PR #1483, opened 2022-07-08
Remove non-required blobber fetch and updating in commit_connection

ssardana08:
## Tests

- blobber:
- gosdk:
- system_test:
- zboxcli:
- zwalletcli:
- Other: ...

### DIFF
--- a/code/go/0chain.net/smartcontract/storagesc/blobber.go
+++ b/code/go/0chain.net/smartcontract/storagesc/blobber.go
@@ -661,19 +661,6 @@ func (sc *StorageSmartContract) commitBlobberConnection(
 	alloc.Stats.UsedSize += commitConnection.WriteMarker.Size
 	alloc.Stats.NumWrites++
 
-	// UpdateItem saved_data on storage node
-	var storageNode *StorageNode
-	if _, ok := alloc.BlobberAllocsMap[commitConnection.WriteMarker.BlobberID]; ok {
-		storageNode, err = sc.getBlobber(commitConnection.WriteMarker.BlobberID, balances)
-		if err != nil {
-			return "", common.NewError("commit_connection_failed",
-				"can't get blobber")
-		}
-	}
-	m.tick("get_writemarker_blobber")
-
-	storageNode.SavedData += alloc.Stats.UsedSize
-
 	// check time boundaries
 	if commitConnection.WriteMarker.Timestamp < alloc.StartTime {
 		return "", common.NewError("commit_connection_failed",
--- a/code/go/0chain.net/smartcontract/storagesc/blobber.go
+++ b/code/go/0chain.net/smartcontract/storagesc/blobber.go
@@ -4,6 +4,7 @@ import (
 	"encoding/json"
 	"errors"
 	"fmt"
+	"time"
 
 	cstate "0chain.net/chaincore/chain/state"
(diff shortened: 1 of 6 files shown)


code/go/0chain.net/smartcontract/storagesc/sc.go
```diff
@@ -183,7 +183,7 @@ func (sc *StorageSmartContract) Execute(t *transaction.Transaction,
 		}
 
 	case "commit_connection":
-		resp, err = sc.commitBlobberConnection(t, input, balances)
+		resp, err = sc.commitBlobberConnection(t, input, balances, nil)
```
Sriep, line 186: Can we keep the signature of endpoints consistent? So `(t *transaction.Transaction, input []byte, balances cstate.StateContextI) (string error)`. 

We can use a local function, if convenient, to add the extra parameter.

code/go/0chain.net/smartcontract/storagesc/blobber.go
```diff
@@ -563,25 +564,30 @@ func (sc *StorageSmartContract) commitMoveTokens(alloc *StorageAllocation,
 }
 
 func (sc *StorageSmartContract) commitBlobberConnection(
-	t *transaction.Transaction, input []byte, balances cstate.StateContextI) (
+	t *transaction.Transaction, input []byte, balances cstate.StateContextI, timings map[string]time.Duration) (
 	string, error) {
 
+	m := Timings{timings: timings, start: time.Now(), fnName: "commit_connection"}
```
Sriep, line 570: What are all the timings about?

Sriep (commented):
What is this PR doing? Does it do anything other than refactoring variable names and adding timmings?

code/go/0chain.net/smartcontract/storagesc/blobber.go
ssardana08: @Sriep this is for timing benchmarks

code/go/0chain.net/smartcontract/storagesc/blobber.go
```diff
@@ -651,18 +661,6 @@ func (sc *StorageSmartContract) commitBlobberConnection(
 	alloc.Stats.UsedSize += commitConnection.WriteMarker.Size
 	alloc.Stats.NumWrites++
 
-	// UpdateItem saved_data on storage node
```
ssardana08, line 654: @Sriep this is the only change we have in this PR.. rest are refactoring

ssardana08: this was a non-required step which is now deleted

peterlimg: So we will get the total saved data from event db? If the `SavedData` will be used by smart contracts for other calculation, then perhaps we need to keep it updated, otherwise, we can remove it.

code/go/0chain.net/smartcontract/storagesc/blobber.go
peterlimg: @sum-it08 let's not add too many of those benchmark time logs, this could be added when for debugging or doing benchmark tests but should not go to production.

peterlimg (changes requested):

ssardana08:
I'll raise a new PR with only dedup changes.
Closing this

= = = =

- _Problem statement_:
Print each entry above again, exactly as it was given.

- _The answer_:
PR #1483, opened 2022-07-08
Remove non-required blobber fetch and updating in commit_connection

ssardana08:
## Tests

- blobber:
- gosdk:
- system_test:
- zboxcli:
- zwalletcli:
- Other: ...

### DIFF
--- a/code/go/0chain.net/smartcontract/storagesc/blobber.go
+++ b/code/go/0chain.net/smartcontract/storagesc/blobber.go
@@ -661,19 +661,6 @@ func (sc *StorageSmartContract) commitBlobberConnection(
 	alloc.Stats.UsedSize += commitConnection.WriteMarker.Size
 	alloc.Stats.NumWrites++
 
-	// UpdateItem saved_data on storage node
-	var storageNode *StorageNode
-	if _, ok := alloc.BlobberAllocsMap[commitConnection.WriteMarker.BlobberID]; ok {
-		storageNode, err = sc.getBlobber(commitConnection.WriteMarker.BlobberID, balances)
-		if err != nil {
-			return "", common.NewError("commit_connection_failed",
-				"can't get blobber")
-		}
-	}
-	m.tick("get_writemarker_blobber")
-
-	storageNode.SavedData += alloc.Stats.UsedSize
-
 	// check time boundaries
 	if commitConnection.WriteMarker.Timestamp < alloc.StartTime {
 		return "", common.NewError("commit_connection_failed",
--- a/code/go/0chain.net/smartcontract/storagesc/blobber.go
+++ b/code/go/0chain.net/smartcontract/storagesc/blobber.go
@@ -4,6 +4,7 @@ import (
 	"encoding/json"
 	"errors"
 	"fmt"
+	"time"
 
 	cstate "0chain.net/chaincore/chain/state"
(diff shortened: 1 of 6 files shown)


code/go/0chain.net/smartcontract/storagesc/sc.go
```diff
@@ -183,7 +183,7 @@ func (sc *StorageSmartContract) Execute(t *transaction.Transaction,
 		}
 
 	case "commit_connection":
-		resp, err = sc.commitBlobberConnection(t, input, balances)
+		resp, err = sc.commitBlobberConnection(t, input, balances, nil)
```
Sriep, line 186: Can we keep the signature of endpoints consistent? So `(t *transaction.Transaction, input []byte, balances cstate.StateContextI) (string error)`. 

We can use a local function, if convenient, to add the extra parameter.

code/go/0chain.net/smartcontract/storagesc/blobber.go
```diff
@@ -563,25 +564,30 @@ func (sc *StorageSmartContract) commitMoveTokens(alloc *StorageAllocation,
 }
 
 func (sc *StorageSmartContract) commitBlobberConnection(
-	t *transaction.Transaction, input []byte, balances cstate.StateContextI) (
+	t *transaction.Transaction, input []byte, balances cstate.StateContextI, timings map[string]time.Duration) (
 	string, error) {
 
+	m := Timings{timings: timings, start: time.Now(), fnName: "commit_connection"}
```
Sriep, line 570: What are all the timings about?

Sriep (commented):
What is this PR doing? Does it do anything other than refactoring variable names and adding timmings?

code/go/0chain.net/smartcontract/storagesc/blobber.go
ssardana08: @Sriep this is for timing benchmarks

code/go/0chain.net/smartcontract/storagesc/blobber.go
```diff
@@ -651,18 +661,6 @@ func (sc *StorageSmartContract) commitBlobberConnection(
 	alloc.Stats.UsedSize += commitConnection.WriteMarker.Size
 	alloc.Stats.NumWrites++
 
-	// UpdateItem saved_data on storage node
```
ssardana08, line 654: @Sriep this is the only change we have in this PR.. rest are refactoring

ssardana08: this was a non-required step which is now deleted

peterlimg: So we will get the total saved data from event db? If the `SavedData` will be used by smart contracts for other calculation, then perhaps we need to keep it updated, otherwise, we can remove it.

code/go/0chain.net/smartcontract/storagesc/blobber.go
peterlimg: @sum-it08 let's not add too many of those benchmark time logs, this could be added when for debugging or doing benchmark tests but should not go to production.

peterlimg (changes requested):

ssardana08:
I'll raise a new PR with only dedup changes.
Closing this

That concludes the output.